SW Enabled Website Builder

Definition snippet:

"...Semantic web will be formed by web pages comprehensible for both humans and machines...

You can be curious why semantic annotation of web pages is so important. There is number of reasons - mainly powerful and precise searches, advanced (predicate-based) hyper navigation or ultimate integration. Simply it is about using information in a way that is incomparably more efficient to how we use it today.

Consider this:

  • There are bilions of pages that are not semanticaly annotated in the Internet today.

  • There are several proposals describing howto annotate web pages with semantic information.

  • Regretably (almost) nobody builds SW enabled web sites - mainly because there are no widely used tools enabling semantic annotation...

  • ... but the time is now! Start building of the SW today!

Currently we are in "transitional phase". Research teams all around the world are trying to improve existing/invent new methods used to get semantic information out of the common web pages (documents). There are various data mining algorithms and applications on top of them like Grokker. Their effort is meritious since they enable processing of bilions web pages that are already in place - unfortunately only into some extend. Simply since there is no explicit semantic hint, they may just guess what is going on.

In this post I would like to describe another aspect of this - what should contain semanticaly enriched pages and how should look like the tools suitable for such purpose. Every day there are created thousands of pages that could be semanticaly encriched - if there would be convenient tools in place. Unfortunately there is nothing major...

For example imagine SW enabled DreamWeaver that would work like this:

  • On creation of the new page, both its embedded and external Dublin Core annotation would be created.

  • On creation of the link, it would be annotated in two ways. As usually you would specify URL, but also URN of the resource (object) whose representation is referenced by target URL and also predicate which such link represents.

  • Since DreamWeaver is WYSIWYG, you would be allowed to use (e.g Eclipse like) Ctrl-Enter to use auto-complete. Auto-complete would be able to suggest appropriate resource using your personal as well as common sematics ontologies.
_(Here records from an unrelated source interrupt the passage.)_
PR #8272, opened 2020-05-12
refactor(core): Convert Cluster filters to react

caseyhebebrand:
Create `ClusterFilter` react component. Remove unused angular code, and ensure backward compatibility. 

Note: `FilterCheckbox` component already existed in two places. This PR just pulls it out into its own file so the load balancers, clusters, and functions can use it in their filter sections.


app/scripts/modules/core/src/cluster/filter/ClusterFilters.tsx
```diff
@@ -0,0 +1,334 @@
...
+    stack: ['(none)'].concat(getHeadingsForOption('stack')),
+  });
+
+  useObservable(ClusterState.filterService.groupsUpdatedStream, () => {
+    setTags(ClusterState.filterModel.asFilterModel.tags);
+    setSortFilter(ClusterState.filterModel.asFilterModel.sortFilter);
+  });
+
+  useOnStateChanged(() => {
+    ClusterState.filterModel.asFilterModel.activate();
```
christopherthielen, line 67: Should this be checking if the new state is actually the Clusters State?

app/scripts/modules/core/src/cluster/filter/ClusterFilters.tsx
```diff
@@ -0,0 +1,334 @@
...
+  const { serverGroups } = app;
+  const { data: serverGroupData, loaded: clustersLoaded } = useDataSource(serverGroups);
+
+  const [tags, setTags] = React.useState(ClusterState.filterModel.asFilterModel.tags);
+  const [sortFilter, setSortFilter] = React.useState<ISortFilter>(ClusterState.filterModel.asFilterModel.sortFilter);
+  const [labelFilters, setLabelFilters] = React.useState<ILabelFilter[]>(
+    trueKeyObjectToLabelFilters(sortFilter.labels),
+  );
+
+  const labelsMap = buildLabelsMap(serverGroupData);
```
christopherthielen, line 45: May want to memoize this for when serverGroupData is large. 
```suggestion
  const labelsMap = useMemo(() => buildLabelsMap(serverGroupData), [serverGroupData]);
```

christopherthielen:
Please fix the commit message `Make input controlled` before rebasing and merging

app/scripts/modules/core/src/cluster/filter/ClusterFilters.tsx
caseyhebebrand: That is a good point. The previous version does not do that, but adding that check makes sense from an efficiency standpoint.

Resources' labels (RDFS label) and comments (RDFS comment) would be used to build WYSIWYG's search index.

    As you would write the name of the resource, it would be compared with known labels/comments of known resources so in the end there would be only a few resources to be selected.

    Thus everybody would be able to build web pages with semantically enriched links.
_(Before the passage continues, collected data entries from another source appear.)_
PR #8273, opened 2020-05-12
refactor(core): legacy artifacts cleanup

maggieneterval:
This is a final tidying-up of the code we no longer need, now that we can remove the legacy (pre-"rewrite") artifacts UI. It's been 14 months since the [original PR](https://github.com/spinnaker/deck/pull/6634) to add the "rewrite" UI, so in the future hopefully we can get better about ensuring there's a timely plan to bring new features across the finish line, and prevent the type of technical debt that was incurred in order to support both artifacts experiences simultaneously.

This PR appears huge, but each of the ten commits is self-contained and hopefully well-explained, so I hope it isn't crazy annoying to review. 🙏 🙏 🙏 

* refactor(core): remove `legacyArtifactsEnabled` setting 

  Spinnaker 1.21 will not include the legacy artifacts UI. The `legacyArtifactsEnabled` flag was intended as an escape hatch for one release only while any issues were worked out with the standard artifacts UI. This commit removes the flag and makes STANDARD the only possible artifacts mode. The following commits will clean up consuming code now that only one artifacts mode is possible.

* refactor(core): remove legacy Expected Artifacts components 

  Removes now-unused components and logic from legacy Expected Artifacts and Triggers configuration components.

* refactor(kubernetes): remove legacy artifacts UI from KubernetesV2RunJobStageConfig 

* refactor(core): clean up StageArtifactSelectorDelegate 

  Removes PreRewriteStageArtifactSelector and its corresponding props from StageArtifactSelectorDelegate. Adds a comment marking the delegate as deprecated, since now that there is only one UI for stage artifact selection, it is probably cleaner to just include that component inline in stage configs rather than adding an extra level of indirection that just wraps the component in a StageConfigField, which we're trying to migrate away from anyway.

* refactor(core): stop threading updatePipeline to stage config forms 

  With the removal of the legacy stage artifact selection UI, we no longer need to update the pipeline from individual stage config forms.

* refactor(kubernetes): remove legacy manifest artifact binding component 

  With the removal of the legacy artifacts UI, we can remove the component responsible for deciding which manifest artifact binding UI to render, and replace consumers with the standard component.

* refactor(core): remove legacy Produces Artifacts UI 

* refactor(core): remove ArtifactsModeService 

  There are no remaining clients of ArtifactsModeService.

* refactor(core): remove unused artifact and expected artifact angular components 

  The legacy Produces Artifacts UI was the only remaining consumer of these components.

* refactor(core): remove legacy angular artifacts components 

  With the removal of legacy UI components that were written in Angular, we can now remove each artifact type's Angular templates and controllers. We can also remove the logic that was merging the artifact configs that included these angular components with the standard configs.


app/scripts/modules/core/src/artifact/react/StageArtifactSelectorDelegate.tsx
```diff
@@ -3,23 +3,21 @@ import React from 'react';
...
-import { ArtifactsMode, ArtifactsModeService } from '../ArtifactsModeService';
 
 interface IStageArtifactSelectorDelegateProps {
   helpKey?: string;
   label: string;
   fieldColumns?: number;
 }
 
+// Please consider this component deprecated. Use StageArtifactSelector
+// directly instead.
```
christopherthielen, line 14: This tag will cause the deprecation to show up in IDEs

```suggestion
/** @deprecated use StageArtifactSelector instead */
```

maggieneterval: Great suggestion, thanks for making it inline so I could use the handy "commit suggestion" button 🌮

maggieneterval:
Thanks for the reviews, all! I know this was a hefty one. ❤️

  • The same applies for abbreviations, images, emphasized text snippets, etc.

  • Every embedded page component (like image, applet or video) should also have Dublin Core annotation.

  • ... and more ;-)

  • Now I'm working on the XHTML & RDF Symbiosis post where will be described technical details of this feature and a few examples. You may await it soon.

An important part of the Vodyanoi's analysis describes creation of such semantically enriched pages from the MindRaider's notebooks. If you are curious how it will work, then check this:

  • In MR you are building your mind map, which is in fact a bunch of URI identified Concepts.
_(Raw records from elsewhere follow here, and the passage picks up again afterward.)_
PR #8277, opened 2020-05-13
fix(bake): adding skip region detection checkbox

edgarulg:
This change is related with following issue:  spinnaker/spinnaker#4641
and uses the functionality provided in:  spinnaker/orca#3627

This change is about adding the skip region detection checkbox to the bake stage for AWS provider.
Captura de Pantalla 2020-05-13 a la(s) 9 27 14

When a bake stage runs, orca tries to get all the regions that we use in next stages, this causes that the bake happen on different regions rather that we specified. This checkbox prevent Orca to find out regions in other stages for bake.

The default value is false, so any pipeline already defined with bake won't change its behavior.


app/scripts/modules/amazon/src/pipeline/stages/bake/bakeStage.html
```diff
@@ -6,6 +6,14 @@
     <stage-config-field label="Regions">
       <checklist items="regions" model="stage.regions" inline="true" include-select-all-button="true"></checklist>
     </stage-config-field>
+    <stage-config-field label="Skip Region Detection">
```
marchello2000, line 9: I would add a `help-key`, something to the effect of 

> By default, Spinnaker will detect regions to bake in from downstream deploy stages. To prevent failed deploys from accidentally missed regions during the bake process. This setting will disable this detection mechanism

marchello2000:
(seems reasonable to me, but..) I will defer to one of the `deck` engineers on this since my html/js/ts is effectively non-existent.

app/scripts/modules/amazon/src/pipeline/stages/bake/bakeStage.html
```diff
@@ -6,6 +6,14 @@
...
+      <div class="checkbox" style="margin-bottom: 0">
+        <label>
+          <input type="checkbox" ng-model="stage.skipRegionDetection" />
+          Ensure bake happen only on selected regions.
```
erikmunson:
```suggestion
          Only bake explicitly selected regions
```

app/scripts/modules/amazon/src/pipeline/stages/bake/bakeStage.html
edgarulg: Thanks for your feedback @marchello2000 I agree we can give more context of what the checkbox does

app/scripts/modules/amazon/src/pipeline/stages/bake/bakeStage.html
edgarulg: Thanks for give it a look, i rewrite it.

edgarulg:
I took a look at your comments and made the necessary changes to improve the code.

edgarulg:

edgarulg:
@spinnakerbot cherry-pick 1.20

atyutyunnik:
shouldn't the wording be "Ensure Bake happens only in the selected regions"?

  • Each concept is identifed by (globally) unique URI.

  • Every URI has associated both Label (rdfs:label) and (rdfs:comment).

Vodyanoi serve will then serve XHTML pages enriched with RDF in it, so every link will be annotated with URI of the resource (e.g. Concept it refers) and corresponding predicate.

MindRaider Concept's annotation editor functionality will be improved. While you will be writing Concept annotation and there will occur match of the text with label of some Concept, matching concept will be linked directly to the annotation. Also you will be allowed to reference URI identified entities explicitely e.g. I plan to integrate there FOAF, that will server as social map/identity resource.

Lot of work ahead, but that is what e-mentality project is about - original ideas validated by prototypes that are able to work even in the environment of existing Internet, SW applications and associated technologies.